TASK PROMPT | Scan the records for the word "formula". Return each line where it is found.

• • • •

PR #7684, opened 2021-11-22
bags: register count terms instead of elements

mudathirmahgoub:
bags: register count terms instead of bag elements


src/theory/bags/solver_state.cpp
```diff
@@ -43,9 +43,12 @@ void SolverState::registerBag(TNode n)
 void SolverState::registerCountTerm(TNode n)
 {
   Assert(n.getKind() == BAG_COUNT);
-  Node element = getRepresentative(n[0]);
   Node bag = getRepresentative(n[1]);
-  d_bagElements[bag].insert(element);
+  Node element = getRepresentative(n[0]);
```
mudathirmahgoub, line 47:
```suggestion
  Node pCount = d_valuation.getPreProcessedTerm(n);
```

mudathirmahgoub:
Replaced by #7743

PR #7686, opened 2021-11-23
Turn kinds in python API into a proper Enum

nafur:
This PR does multiple things:
- the kinds are changed from custom objects to a proper `enum.Enum` class (including according changes to the cython code and the kind generation scripts)
- all examples and tests are modified to account for the change how to use kinds (`Kind` instead of `kinds`)
- add docstrings to the kind enum values
- add a custom documenter that properly renders enums via autodoc
- extend doxygen setup so that we can write comments as `rst` (allowing us to copy the documentation for kinds from the cpp api to the other apis)


docs/ext/autoenum.py
```diff
@@ -0,0 +1,41 @@
...
+
+        # overriding this flag prints __doc__ just as we want to.
+        self.doc_as_attr = False
+        super().add_content(more_content, no_docstring)
+        self.doc_as_attr = True
+
+
+def setup(app: Sphinx) -> None:
+    app.setup_extension('sphinx.ext.autodoc')
+    app.add_autodocumenter(EnumDocumenter)
```
yoni206, line 41:
```suggestion
    app.add_autodocumenter(EnumDocumenter)
    
```

examples/api/python/id.py
```diff
@@ -16,7 +16,7 @@
 ##
 
 import pycvc5
-from pycvc5 import kinds
+from pycvc5 import Kind
```
yoni206, line 19: Maybe this can even be deleted?

yoni206 (approved):
LGTM, modulo minor comments inline.

yoni206:
added do-not-merge to allow a review from @aniemetz before merging.

docs/api/python/regular/python.rst
```diff
@@ -1,4 +1,4 @@
-Python API Documentation
+regular Python API
```
aniemetz, line 1:
```suggestion
Regular Python API Documentation
```

docs/api/python/python.rst
```diff
@@ -1,4 +1,4 @@
-Python API Documentation
+Python API
```
aniemetz, line 1: Should the visibility of the individual api toctrees really be hidden?
Also: `compatibility API` -> `Compatibility Python API` and `regular Python API` -> `Regular Python API`
Can you make the former change also for the header of the compat api page?

aniemetz (changes requested):

aniemetz (approved):

PR #7687, opened 2021-11-23
Fix potential for cycles in trust substitutions

ajreynol:
This ensures we use only the prefix of substitutions for the *first* time a formula is proven in a substitution map.

This avoids the possibility for cycles in proof generators during non-clausal simplification, where we may reprove a formula F later at a point where later substitutions depend on F.


4tXJ7f (approved):
LGTM

PR #7695, opened 2021-11-24
cmake: Add option --[no]-static-binary.

mpreiner:
Allows to disable linking against static system libraries explicitly.


nafur (approved):
LGTM

PR #7698, opened 2021-11-25
Guard regression tests that require libpoly to pass.

mpreiner:
Regression tests either timeout or return unknown if cvc5 is configured with --no-poly.


nafur (approved):
LGTM.

PR #7702, opened 2021-11-29
Enable Java examples

mudathirmahgoub:


examples/CMakeLists.txt
```diff
@@ -85,23 +85,39 @@ add_subdirectory(api/cpp)
 
 if(TARGET cvc5::cvc5jar)
   find_package(Java REQUIRED)
+  find_package(JNI REQUIRED)
```
4tXJ7f, line 88: Why do we need JNI for the examples?

4tXJ7f (approved):
LGTM

examples/CMakeLists.txt
mudathirmahgoub: We need them to run ctest java examples. Without adding the 2 directories that contain libjawt.so and libjvm.so, ctest fails with unsatisfied linking errors. 
It seems this was not needed in cvc4 because SWIG. 
```bash
/usr/lib/jvm/default-java/lib/libjawt.so;
/usr/lib/jvm/default-java/lib/server/libjvm.so
```

examples/CMakeLists.txt
```diff
@@ -85,23 +85,39 @@ add_subdirectory(api/cpp)
...
+  set(JNI_LIBRARIES_PATHS "")
+  foreach(LIB ${JNI_LIBRARIES})
+    get_filename_component(LIB_PATH ${LIB} DIRECTORY)
+    set(JNI_LIBRARIES_PATHS "${JNI_LIBRARIES_PATHS}${LIB_PATH}:")
+  endforeach()
+
+  message(STATUS "JNI_LIBRARIES_PATHS: ${JNI_LIBRARIES_PATHS}")
+  # get directory build/install/lib where libcvc5jni.so is installed
+  get_target_property(CVC5_LIB_FILE cvc5::cvc5 LOCATION)
+  get_filename_component(CVC5_JNI_PATH ${CVC5_LIB_FILE} DIRECTORY)
```
mudathirmahgoub, line 102: This works for now, because libcvcjni is installed in the same directory of libcvc5.so. 
It would fail if there are installed in different directories. 
Is there a simple way to get a path to `build/install/lib` for libcvcjni5 without adding exporting it in a cmake file?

• • • •

TASK RESULT |
This ensures we use only the prefix of substitutions for the *first* time a formula is proven in a substitution map.
This avoids the possibility for cycles in proof generators during non-clausal simplification, where we may reprove a formula F later at a point where later substitutions depend on F.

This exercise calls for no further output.